China must guard against rebound in shadow lending, banking regulator warns
CGTN
A bank clerk counts Chinese yuan banknotes at a branch of Industrial and Commercial Bank of China in Huaibei, Anhui Province. /Reuters

A bank clerk counts Chinese yuan banknotes at a branch of Industrial and Commercial Bank of China in Huaibei, Anhui Province. /Reuters

China must guard against any rebound in off-balance sheet lending in the so-called shadow banking sector and must dispose of non-performing assets as soon as possible, the head of the country's banking and insurance regulator said on Sunday.

In recent years, China has clamped down on shadow banking, concerned about the hidden risks in the high volume of complex and potentially risky loans in the sector. But as a weakening economy puts pressure on businesses and individuals, authorities fear shadow lending and illegal loans might surge.

After the outbreak of the new coronavirus this year, high-risk banks with complex structures may stage a comeback, Guo Shuqing, chairman of the China Banking and Insurance Regulatory Commission, wrote in an article published in the Qiushi Journal, a flagship magazine of the Communist Party of China Central Committee.

"A slight relaxation of regulations may lead to a full resurgence and all previous efforts would go to waste," Guo wrote.

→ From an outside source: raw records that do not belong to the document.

PR #730, opened 2020-06-03
add black lives matter banner

gdams:
##### Checklist

- [x] `npm test` passes

### DIFF
--- a/src/scss/styles-1-large-main.scss
+++ b/src/scss/styles-1-large-main.scss
@@ -671,7 +671,7 @@ footer p {
    color: black;
 }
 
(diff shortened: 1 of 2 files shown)


src/scss/styles-1-large-main.scss
```diff
@@ -671,3 +671,9 @@ footer p {
    color: black;
 }
 
+.css-1y7sxf6, [data-css-1y7sxf6] {
```
hendrikebbers, line 674: can we define a better name for the classes? Or is this any name convention I do not know about?

gdams: fixed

Due to COVID-19, leverage is expected to rebound significantly in the Chinese economy this year and bad debts of financial institutions may rise substantially, he warned.

After the "black swan" epidemic, it is inevitable that asset quality will deteriorate and, due to a time lag, the current asset classification has not accurately reflected the true risk, he wrote.

A "black swan" event refers to an unforeseen occurrence that typically has extreme consequences.

Financial institutions should dispose of non-performing assets as early as possible and covering up would only bring serious consequences, Guo said.

China should also implement targeted measures in dealing with institutions with varying levels of risk, he said.

Outside of China, external factors could also threaten financial security, Guo said.

Current international cooperation is not ideal, and the U.S. entity list imposed on some companies including Chinese firms has added uncertainty to the global economic recovery and disrupted financial stability and security, he said.

Washington restricts sales of U.S. goods to companies on its entity list.